Nigella is perfect in this regard, 2/3 home cookery, 1/3 ummm...tart  All for tv. Have heard she is in real life a very engaging and intelligent woman. I like her shows, they are well constructed, very well filmed and presented, and lend an elegant and entertaining touch to what can be for many people out there, a daily grind. People can relate to her, and if this encourages more good home cooking, good on her. Scrap the takeaways - this is easy, type of mantra.


----------



## prettyjune59 (Jan 8, 2014)

Not so cutsey in my opinion, she's not cutsey enough. Not my favorite .

Better on the searching for a chef show , but she is confused between passionate and LOUD!

I do think she is a good chef.


----------



## pollopicu (Jan 24, 2013)

Up until 2 days ago I didn't know who she was, then I watched a show of hers on amazon tv. Her hair...eww! I'm not sure what her credentials are, but why is she allowed to have hair like that? Don't tell me her hair doesn't end up in a lot of places it shouldn't all over the kitchen.

As far as a celebrity chef goes she's definitely not a natural host or chef judge. Her role seems contrived. I don't know how many seasons that show ran, but I couldn't get past one episode. She seems sweet and down to earth, but something about her grosses me out. I don't like tv celebrity chefs to begin with, so that probably plays a role in how I view her.

I have no respect for Mario Batali, whatsoever. I find him repulsive as a person. He hangs out with Gweneth Paltrow, that should tell you something.


----------



## kaiquekuisine (Apr 11, 2013)

Pollo i laughed pretty hard at the Gweneth Paltrow comment xD.


----------



## maryb (Mar 21, 2008)

boar_d_laze said:


> Starting with the niggling criticisms: Compared to a recipe she or either of her her mentors, Mario Batali and Lidia Bastanich, would have written for one of their actual restaurants, the ingredient list is a bit pared down. For instance, if she were making bolo for a restaurant, there would be pork as well as beef in it -- plus a few (maybe quite a few) other things. The techniques are a bit pared down as well -- too much food processor and not enough knife for my tastes. Really though, neither of those things is very important. But you asked.
> 
> Taken overall, it's an excellent recipe that should be instructive but not hard to do at home. The techniques she's emphasizing are reduction, browning and patience. There's a sort of uber technique too; one that's very important in Italian cooking, "marriage." That is, nothing really stands out in the final sauce. Rather, everything blends and works together in happy homogeneity.
> 
> BDL


----------



## ed buchanan (May 29, 2006)

Ann has run the gammit of NYC places.

She knows her onions and can get in there  with all the big boys without being scared, and can easily hold her own

. She knows how to bang it out in a heavy duty dinner hour but does it with plate presentation and quality still intact. She could work in my kitchen instead of 2 guys anyday.


----------



## mike9 (Jul 13, 2012)

Shows aside - she knows how to cook and made her bones in Italy.  Given the opportunity I'd cook with her any day.


----------



## michael l (Feb 13, 2014)

Never met the woman so have no comment on her as a person.

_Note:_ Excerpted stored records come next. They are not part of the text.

PR #173, opened 2019-06-29
Better Bf2 Java implementation.

renatoathaydes:
This PR implements brainfuck2 in Java that runs much faster than the current implementation.

The code is still pretty clean and very readable, besides being [more testable](https://github.com/renatoathaydes/bf-jvm/blob/master/src/test/kotlin/BfTest.kt).

On my system, here are the figures I am getting comparing the new implementation with the current one, as well as with the Kotlin (current fastest in the project README) implementation:

> * in seconds

| Java (current) | Java (new) | Kotlin |
|------------------|-----------------|--------|
| 2.6 | 1.4 | 2.0 |

The Kotlin implementation is also not optimal, I will make a PR offering a faster implementation for it as well.

### DIFF
--- a/brainfuck2/bf.java
+++ b/brainfuck2/bf.java
@@ -1,135 +1,149 @@
 import java.io.IOException;
+import java.io.PrintStream;
+import java.nio.charset.StandardCharsets;
 import java.nio.file.Files;
 import java.nio.file.Paths;
 import java.util.ArrayList;
-import java.util.HashMap;
 import java.util.List;
-import java.util.Map;
-import java.util.Stack;
+import java.util.PrimitiveIterator;
+import java.util.function.Consumer;
 
-public class bf {
 
-    public enum OpT {INC, MOVE, PRINT, LOOP}
+final class bf {
 
-    public static class Op {
-        public OpT op;
-        public int v;
-        public List<Op> loop;
-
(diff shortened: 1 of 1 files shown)


renatoathaydes:
I need to clarify that the times I posted above is when running Java 8 with the GraalVM's JIT.

On the Oracle JVM, there's a performance issue with the Java version, so it runs much slower than Kotlin.

Here's my data:

### Java HotSpot(TM) 64-Bit Server VM (build 25.151-b12, mixed mode)

- Java (new): first run and subsequent runs: 3.6 seconds
- Java (current): first run: 4.3 seconds. Subsequent runs: 3.0 seconds
- Kotlin: first run: 1.2 seconds. Subsequent runs: 1.55 seconds.

### OpenJDK 64-Bit GraalVM CE 19.0.2 (build 25.212-b03-jvmci-19-b04, mixed mode)

- Java (new): first run: 1.48 seconds. Subsequent runs: 1.43 seconds
- Java (current): first run and subsequent runs: 2.5 seconds.
- Kotlin: first run: 2.0 seconds. Subsequent runs: 1.96 seconds.

So, the performance depends a lot on which JIT is used for Java.

renatoathaydes:
For comparison, the Go implementation on my machine runs in about 2.0 seconds.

Watching her on TV I do enjoy her cooking like a restaurant chef program. I find her knowledge and technique impressive. Yes there are a few things I find annoying but none to the point that I would avoid watching her. The other show worst cooks, no thank you. I dislike stupid for the sake of stupid and entertainment.

I have never tried any of her recipes even though I do have one of her cook books, but will at some point. The problem is she seems to like bitter and I am not too fond of bitter flavours. But as I said I will try them one of these days.

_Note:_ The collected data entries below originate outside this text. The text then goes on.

PR #240, opened 2020-03-10
brainfuck.jl: don't reimplement UInt8 rollover

cmcaine:
If you're working with bytes it is idiomatic to add and subtract UInts 
directly rather than promoting to Int, doing some branches and then casting
down to UInt again.

Credit to Harmen Stoppels on julialang.slack.com

I also symlinked:

   ln -sr brainfuck/brainfuck.jl brainfuck2/bf.jl

They're functionally identical, so they might as well be the same file.


nuald:
Thanks, the up-to-dated numbers will be provided within the maintenance update in a couple of weeks. If you like to have the numbers now, please let me know.

cmcaine:
You're welcome. I'm in no hurry :)

This is ~4% faster on my machine for the first benchmark. Harmen got ~10-15% speedup.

Yeah I like her as a TV personality.


----------



## koukouvagia (Apr 3, 2008)

I can't comment on her as a person but I'm not in awe of her .  Her hair freaks me out a little because it's so far removed from what most women would consider "pretty" or "flattering" so I don't really get it.  That said I admire her oomph and courage to go out looking like that.  I've never found her recipes appealing so I've never been fussed to try one. 

Now Tyler Florence, he's a tall glass of water but his recipes are sooooooo good they are constantly in my arsenal of must-dos.  His is the only show that every time I catch it on tv my dinner plans change 

I quite love Gwyneth Paltrow!


----------



## maryb (Mar 21, 2008)

Yeah what is with that hair? Like she stuck her hands in high voltage....


----------



## koukouvagia (Apr 3, 2008)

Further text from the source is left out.